EXTRACTED RECORDS |
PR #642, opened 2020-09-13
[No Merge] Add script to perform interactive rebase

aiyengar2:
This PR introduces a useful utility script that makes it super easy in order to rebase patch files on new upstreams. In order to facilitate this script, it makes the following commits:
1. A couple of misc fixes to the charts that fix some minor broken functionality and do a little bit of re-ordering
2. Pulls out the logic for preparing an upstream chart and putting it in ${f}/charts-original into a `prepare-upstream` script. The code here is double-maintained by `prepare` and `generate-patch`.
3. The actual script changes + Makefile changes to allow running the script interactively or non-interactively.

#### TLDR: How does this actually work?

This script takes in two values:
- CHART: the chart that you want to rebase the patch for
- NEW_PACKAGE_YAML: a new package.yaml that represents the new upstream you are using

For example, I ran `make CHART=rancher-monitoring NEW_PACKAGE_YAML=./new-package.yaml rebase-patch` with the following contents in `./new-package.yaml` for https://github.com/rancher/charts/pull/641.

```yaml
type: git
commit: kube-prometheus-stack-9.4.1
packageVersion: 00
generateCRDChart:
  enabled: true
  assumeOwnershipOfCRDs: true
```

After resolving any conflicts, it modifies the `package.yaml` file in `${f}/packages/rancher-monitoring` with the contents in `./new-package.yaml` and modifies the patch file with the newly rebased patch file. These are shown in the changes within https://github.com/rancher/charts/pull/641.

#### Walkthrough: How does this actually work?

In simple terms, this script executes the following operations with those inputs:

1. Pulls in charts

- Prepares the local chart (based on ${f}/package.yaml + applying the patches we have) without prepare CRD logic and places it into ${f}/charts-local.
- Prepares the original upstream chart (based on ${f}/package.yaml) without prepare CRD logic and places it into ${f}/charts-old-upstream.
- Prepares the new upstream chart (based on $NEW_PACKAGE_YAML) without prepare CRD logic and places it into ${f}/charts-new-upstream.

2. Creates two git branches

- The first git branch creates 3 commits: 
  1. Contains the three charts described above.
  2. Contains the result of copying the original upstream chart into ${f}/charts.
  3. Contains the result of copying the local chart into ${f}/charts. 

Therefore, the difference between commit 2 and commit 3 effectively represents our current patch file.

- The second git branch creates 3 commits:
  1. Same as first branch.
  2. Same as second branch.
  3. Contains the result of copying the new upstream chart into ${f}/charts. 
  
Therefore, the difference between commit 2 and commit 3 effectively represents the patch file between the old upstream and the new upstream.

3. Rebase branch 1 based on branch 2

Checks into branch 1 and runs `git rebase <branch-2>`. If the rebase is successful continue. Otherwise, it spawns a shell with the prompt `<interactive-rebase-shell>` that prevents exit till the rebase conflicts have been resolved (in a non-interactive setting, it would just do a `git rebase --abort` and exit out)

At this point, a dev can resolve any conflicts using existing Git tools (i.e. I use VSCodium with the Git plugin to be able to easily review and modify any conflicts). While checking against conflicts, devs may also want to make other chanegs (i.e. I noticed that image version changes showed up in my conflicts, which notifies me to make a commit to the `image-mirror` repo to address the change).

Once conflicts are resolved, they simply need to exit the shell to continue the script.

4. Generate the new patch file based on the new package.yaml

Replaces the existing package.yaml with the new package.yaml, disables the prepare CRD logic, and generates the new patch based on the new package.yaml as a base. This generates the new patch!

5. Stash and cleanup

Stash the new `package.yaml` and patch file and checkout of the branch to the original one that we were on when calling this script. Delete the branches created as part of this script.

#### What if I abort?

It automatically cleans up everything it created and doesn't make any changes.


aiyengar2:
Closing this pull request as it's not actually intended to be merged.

WHAT THE EXERCISE ASKS |
Repeat the full set of records exactly.

EXERCISE OUTPUT |
PR #642, opened 2020-09-13
[No Merge] Add script to perform interactive rebase

aiyengar2:
This PR introduces a useful utility script that makes it super easy in order to rebase patch files on new upstreams. In order to facilitate this script, it makes the following commits:
1. A couple of misc fixes to the charts that fix some minor broken functionality and do a little bit of re-ordering
2. Pulls out the logic for preparing an upstream chart and putting it in ${f}/charts-original into a `prepare-upstream` script. The code here is double-maintained by `prepare` and `generate-patch`.
3. The actual script changes + Makefile changes to allow running the script interactively or non-interactively.

#### TLDR: How does this actually work?

This script takes in two values:
- CHART: the chart that you want to rebase the patch for
- NEW_PACKAGE_YAML: a new package.yaml that represents the new upstream you are using

For example, I ran `make CHART=rancher-monitoring NEW_PACKAGE_YAML=./new-package.yaml rebase-patch` with the following contents in `./new-package.yaml` for https://github.com/rancher/charts/pull/641.

```yaml
type: git
commit: kube-prometheus-stack-9.4.1
packageVersion: 00
generateCRDChart:
  enabled: true
  assumeOwnershipOfCRDs: true
```

After resolving any conflicts, it modifies the `package.yaml` file in `${f}/packages/rancher-monitoring` with the contents in `./new-package.yaml` and modifies the patch file with the newly rebased patch file. These are shown in the changes within https://github.com/rancher/charts/pull/641.

#### Walkthrough: How does this actually work?

In simple terms, this script executes the following operations with those inputs:

1. Pulls in charts

- Prepares the local chart (based on ${f}/package.yaml + applying the patches we have) without prepare CRD logic and places it into ${f}/charts-local.
- Prepares the original upstream chart (based on ${f}/package.yaml) without prepare CRD logic and places it into ${f}/charts-old-upstream.
- Prepares the new upstream chart (based on $NEW_PACKAGE_YAML) without prepare CRD logic and places it into ${f}/charts-new-upstream.

2. Creates two git branches

- The first git branch creates 3 commits: 
  1. Contains the three charts described above.
  2. Contains the result of copying the original upstream chart into ${f}/charts.
  3. Contains the result of copying the local chart into ${f}/charts. 

Therefore, the difference between commit 2 and commit 3 effectively represents our current patch file.

- The second git branch creates 3 commits:
  1. Same as first branch.
  2. Same as second branch.
  3. Contains the result of copying the new upstream chart into ${f}/charts. 
  
Therefore, the difference between commit 2 and commit 3 effectively represents the patch file between the old upstream and the new upstream.

3. Rebase branch 1 based on branch 2

Checks into branch 1 and runs `git rebase <branch-2>`. If the rebase is successful continue. Otherwise, it spawns a shell with the prompt `<interactive-rebase-shell>` that prevents exit till the rebase conflicts have been resolved (in a non-interactive setting, it would just do a `git rebase --abort` and exit out)

At this point, a dev can resolve any conflicts using existing Git tools (i.e. I use VSCodium with the Git plugin to be able to easily review and modify any conflicts). While checking against conflicts, devs may also want to make other chanegs (i.e. I noticed that image version changes showed up in my conflicts, which notifies me to make a commit to the `image-mirror` repo to address the change).

Once conflicts are resolved, they simply need to exit the shell to continue the script.

4. Generate the new patch file based on the new package.yaml

Replaces the existing package.yaml with the new package.yaml, disables the prepare CRD logic, and generates the new patch based on the new package.yaml as a base. This generates the new patch!

5. Stash and cleanup

Stash the new `package.yaml` and patch file and checkout of the branch to the original one that we were on when calling this script. Delete the branches created as part of this script.

#### What if I abort?

It automatically cleans up everything it created and doesn't make any changes.


aiyengar2:
Closing this pull request as it's not actually intended to be merged.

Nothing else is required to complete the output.